[Directions for this task]: When you find the word "bundle" in a line of the entries, please copy the whole line.

Stored data entries:

PR #2203, opened 2023-08-03
Adding nullable into extensions dir

FuPingFranco:
Added Nullables into extensions dir.

### DIFF
--- a/src/Microsoft.IdentityModel.KeyVaultExtensions/KeyVaultSecurityKey.cs
+++ b/src/Microsoft.IdentityModel.KeyVaultExtensions/KeyVaultSecurityKey.cs
@@ -17,7 +17,7 @@ namespace Microsoft.IdentityModel.KeyVaultExtensions
     public class KeyVaultSecurityKey : SecurityKey
     {
         private int? _keySize;
-        private string _keyId;
+        private string? _keyId;
 
         /// <summary>
         /// The authentication callback delegate which is to be implemented by the client code.
@@ -58,14 +58,14 @@ namespace Microsoft.IdentityModel.KeyVaultExtensions
         /// <summary>
         /// The authentication callback delegate that retrieves an access token for the KeyVault.
         /// </summary>
-        public AuthenticationCallback Callback { get; protected set; }
+        public AuthenticationCallback? Callback { get; protected set; }
 
         /// <summary>
         /// The uniform resource identifier of the security key.
         /// </summary>
         public override string KeyId
         {
-            get => _keyId;
+            get => _keyId!;
             set
             {
                 if (string.IsNullOrEmpty(value))
@@ -90,7 +90,7 @@ namespace Microsoft.IdentityModel.KeyVaultExtensions
                 if (!_keySize.HasValue)
                     Initialize();
 
-                return _keySize.Value;
+                return _keySize!.Value;
             }
         }
 
@@ -99,7 +99,7 @@ namespace Microsoft.IdentityModel.KeyVaultExtensions
         /// </summary>
         private void Initialize()
         {
-            using (var client = new KeyVaultClient(new KeyVaultClient.AuthenticationCallback(Callback)))
+            using (var client = new KeyVaultClient(new KeyVaultClient.AuthenticationCallback(Callback!)))
             {
                 var bundle = client.GetKeyAsync(_keyId, CancellationToken.None).ConfigureAwait(false).GetAwaiter().GetResult();
                 _keySize = new BitArray(bundle.Key.N).Length;
--- a/src/Microsoft.IdentityModel.KeyVaultExtensions/KeyVaultSignatureProvider.cs
+++ b/src/Microsoft.IdentityModel.KeyVaultExtensions/KeyVaultSignatureProvider.cs
@@ -41,11 +41,11 @@ namespace Microsoft.IdentityModel.KeyVaultExtensions
         /// <param name="algorithm">The signature algorithm to apply.</param>
         /// <param name="willCreateSignatures">Whether this <see cref="KeyVaultSignatureProvider"/> is required to create signatures then set this to true.</param>
         /// <param name="client">A mock <see cref="IKeyVaultClient"/> used for testing purposes.</param>
-        internal KeyVaultSignatureProvider(SecurityKey key, string algorithm, bool willCreateSignatures, IKeyVaultClient client)
+        internal KeyVaultSignatureProvider(SecurityKey key, string algorithm, bool willCreateSignatures, IKeyVaultClient? client)
             : base(key, algorithm)
         {
             _key = key as KeyVaultSecurityKey ?? throw LogHelper.LogArgumentNullException(nameof(key));
-            _client = client ?? new KeyVaultClient(new KeyVaultClient.AuthenticationCallback(_key.Callback));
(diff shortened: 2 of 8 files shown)


src/Microsoft.IdentityModel.KeyVaultExtensions/KeyVaultSignatureProvider.cs
```diff
@@ -41,11 +41,11 @@ public KeyVaultSignatureProvider(SecurityKey key, string algorithm, bool willCre
         /// <param name="algorithm">The signature algorithm to apply.</param>
         /// <param name="willCreateSignatures">Whether this <see cref="KeyVaultSignatureProvider"/> is required to create signatures then set this to true.</param>
         /// <param name="client">A mock <see cref="IKeyVaultClient"/> used for testing purposes.</param>
-        internal KeyVaultSignatureProvider(SecurityKey key, string algorithm, bool willCreateSignatures, IKeyVaultClient client)
+        internal KeyVaultSignatureProvider(SecurityKey key, string algorithm, bool willCreateSignatures, IKeyVaultClient? client)
             : base(key, algorithm)
         {
             _key = key as KeyVaultSecurityKey ?? throw LogHelper.LogArgumentNullException(nameof(key));
-            _client = client ?? new KeyVaultClient(new KeyVaultClient.AuthenticationCallback(_key.Callback));
+            _client = client ?? new KeyVaultClient(new KeyVaultClient.AuthenticationCallback(_key.Callback!));
```
MZOLN, line 48: This seems to me like it could result in a NRE?

Could we handle that case? I am not sure what would be appropriate - does a KeyVaultClient without any callback make sense? We should not pass the callback if it is optional.

In case it is required I`d think that we should still throw ArgumentNullException on the Callback property then, because NRE are hard to debug with a misleading callstack. ANE would be a clear pointer to where the issue lay.

FuPingFranco: Great point. In this case when we try to use the Callback from _key, callback is set on the the src/Microsoft.IdentityModel.KeyVaultExtensions/KeyVaultSecurityKey.cs  where we check it is null at the constructor.
        public KeyVaultSecurityKey(string keyIdentifier, AuthenticationCallback callback)
        {
            Callback = callback ?? throw LogHelper.LogArgumentNullException(nameof(callback));
            KeyId = keyIdentifier;
        }

I am not sure if this is enough. I do also like your suggestion on checking callback in here as well.

jennyf19: comment says this is a mock for test purposes and the method is internal.

src/Microsoft.IdentityModel.KeyVaultExtensions/KeyVaultSecurityKey.cs
```diff
@@ -90,7 +90,7 @@ public override int KeySize
                 if (!_keySize.HasValue)
                     Initialize();
 
-                return _keySize.Value;
+                return _keySize!.Value;
```
jennyf19, line 93: are we sure this will never be null?

FuPingFranco: It's more along the lines of it can be null based on what I saw on the Key Id:

public override string KeyId
        {
            get => _keyId!;
            set
            {
                if (string.IsNullOrEmpty(value))
                    throw LogHelper.LogArgumentNullException(nameof(value));
                else if (StringComparer.Ordinal.Equals(_keyId, value))
                    return;

                _keyId = value;

                // Reset the properties so they can be retrieved from Azure KeyVault the next time they are accessed.
                _keySize = null;
            }

jennyf19: maybe something like this would work:
` return _keySize != null ? _keySize.Value : 0;`

src/Microsoft.IdentityModel.KeyVaultExtensions/KeyVaultSignatureProvider.cs
MZOLN: I understand, still we could make someone`s life easier.

src/Microsoft.IdentityModel.KeyVaultExtensions/KeyVaultSecurityKey.cs
MZOLN: Yes I think that would work. On the other hand is there really a need for _keySize to be nullable in the first place if we expose it through non nullable property?

Looking at the code it`s hard for me to see the reason. It would have been better to handle the nullable on the assignment rather than here.

jmprieur:
@FuPingFranco 
The work should be done in the src only, in the dependency order (from the top to the bottom)

image

src/Microsoft.IdentityModel.KeyVaultExtensions/KeyVaultSecurityKey.cs
jmprieur, line 93: Once initialize is used, keySize would not be null? unless getKeyAsync throws

jmprieur (approved):
LGTM
Thanks @FuPingFranco

FuPingFranco:
> @FuPingFranco The work should be done in the src only, in the dependency order (from the top to the bottom)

[Output]:
                 var bundle = client.GetKeyAsync(_keyId, CancellationToken.None).ConfigureAwait(false).GetAwaiter().GetResult();
                 _keySize = new BitArray(bundle.Key.N).Length;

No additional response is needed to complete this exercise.